Watch CNN’s coverage of Senate GOP leadership and Donald Trump on ‘Inside Politics Sunday with Manu Raju’ at 11 a.m. ET.
Speaker Mike Johnson speaks regularly with former President Donald Trump. One member of his leadership team stumped for Trump in New Hampshire. And all the top House leaders have made crystal clear: They are on Team Trump.
The same can’t be said of Republican leaders across the Capitol.
Senate GOP Leader Mitch McConnell hasn’t spoken to Trump in more than three years and tries to avoid uttering his name in public. His chief deputy and potential successor, John Thune of South Dakota, still hasn’t endorsed Trump and said this month he’s “always been worried” about the down-ticket impact if the former president is nominee. Texas Sen. John Cornyn – another possible future leader who tends to stay out of contested primaries – just backed Trump after his New Hampshire victory, even as he’s raised concerns about his electability in a general election.
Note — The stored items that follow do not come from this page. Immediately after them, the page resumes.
PR #1842, opened 2023-03-28
Adding flag for portable build of Verible binaries

eszpotanski:
This PR adds `--//bazel:create_portable_executables` flag, which allows to generate portable binaries. It can be useful for e.g. creating VS Code extension where only generated binaries will be needed -- without additional shared libraries.

This flag can be used with `build` command, e.g.:
```
bazel build -c opt --//bazel:create_portable_executables //...
```

### DIFF
--- a/releasing/docker-run.sh
+++ b/releasing/docker-run.sh
@@ -28,6 +28,7 @@ export TARGET=`echo "$1" | sed 's#:#-#g'`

And a third potential McConnell successor – Sen. John Barrasso of Wyoming – has taken a different approach, speaking with Trump before he endorsed him days before the Iowa caucuses – as well as planning a fundraiser for Trump-backed Senate candidate Kari Lake in Arizona and fundraising last week for another, Bernie Moreno, in Ohio, according to sources familiar with the matter.
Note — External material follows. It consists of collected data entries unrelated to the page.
PR #1848, opened 2023-04-03
Avoid performing filename lint rules for stdin

IEncinas10:
Fixes https://github.com/chipsalliance/verible/issues/1359. Went ahead and fixed the package_filename_rule too. 

As I'm not familiar with the tool, I don't know if every time we consume stdin input the filename is always "-", or if we should have an array of possible stdin filenames to match against. For example: 
```c++
static const char *STDIN_FILENAMES[NUM_STDIM_NAMES] = {
  "-",
  "stdin",
  "something something"
};
```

As Trump steamrolls to the nomination, there are ample questions in GOP circles about how – and whether – Trump can rebuild Senate alliances that were critical in his first term but are nonexistent now. The lack of relationship has become abundantly clear in recent days as Trump has publicly and privately lobbied rank-and-file senators and House GOP leaders to kill a major immigration and Ukraine deal that McConnell has worked for months to secure in the Senate.